WORK TASK
The entries below must be restated word for word.

(Stored records)
————

PR #5985, opened 2022-10-16
Add Android specific code

ihhub:
This is minimum required code (besides commenting the whole audio-related code as I haven't figured out how to compile SDL Mixer) to run fheroes2 on an Android device.

### DIFF
--- a/src/engine/system.cpp
+++ b/src/engine/system.cpp
@@ -187,6 +187,19 @@ std::string System::GetDataDirectory( const std::string & prog )
     }
 
     return {};
+#elif defined( ANDROID )
+    const char * internalDir = SDL_AndroidGetInternalStoragePath();
+    if ( internalDir ) {
+        return System::ConcatePath( internalDir, prog );
+    }
+
+    if ( SDL_ANDROID_EXTERNAL_STORAGE_READ && SDL_AndroidGetExternalStorageState() ) {
+        const char * externalDir = SDL_AndroidGetExternalStoragePath();
+        if ( externalDir ) {
+            return System::ConcatePath( externalDir, prog );
+        }
+    }
+    return {};
 #else
     return GetHomeDirectory( prog );
 #endif
@@ -267,7 +280,7 @@ bool System::IsFile( const std::string & name, bool writable )
     }
 
     return writable ? ( 0 == _access( name.c_str(), 06 ) ) : ( 0 == _access( name.c_str(), 04 ) );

————

RESULT OF THE EXERCISE
PR #5985, opened 2022-10-16
Add Android specific code

ihhub:
This is minimum required code (besides commenting the whole audio-related code as I haven't figured out how to compile SDL Mixer) to run fheroes2 on an Android device.

### DIFF
--- a/src/engine/system.cpp
+++ b/src/engine/system.cpp
@@ -187,6 +187,19 @@ std::string System::GetDataDirectory( const std::string & prog )
     }
 
     return {};
+#elif defined( ANDROID )
+    const char * internalDir = SDL_AndroidGetInternalStoragePath();
+    if ( internalDir ) {
+        return System::ConcatePath( internalDir, prog );
+    }
+
+    if ( SDL_ANDROID_EXTERNAL_STORAGE_READ && SDL_AndroidGetExternalStorageState() ) {
+        const char * externalDir = SDL_AndroidGetExternalStoragePath();
+        if ( externalDir ) {
+            return System::ConcatePath( externalDir, prog );
+        }
+    }
+    return {};
 #else
     return GetHomeDirectory( prog );
 #endif
@@ -267,7 +280,7 @@ bool System::IsFile( const std::string & name, bool writable )
     }
 
     return writable ? ( 0 == _access( name.c_str(), 06 ) ) : ( 0 == _access( name.c_str(), 04 ) );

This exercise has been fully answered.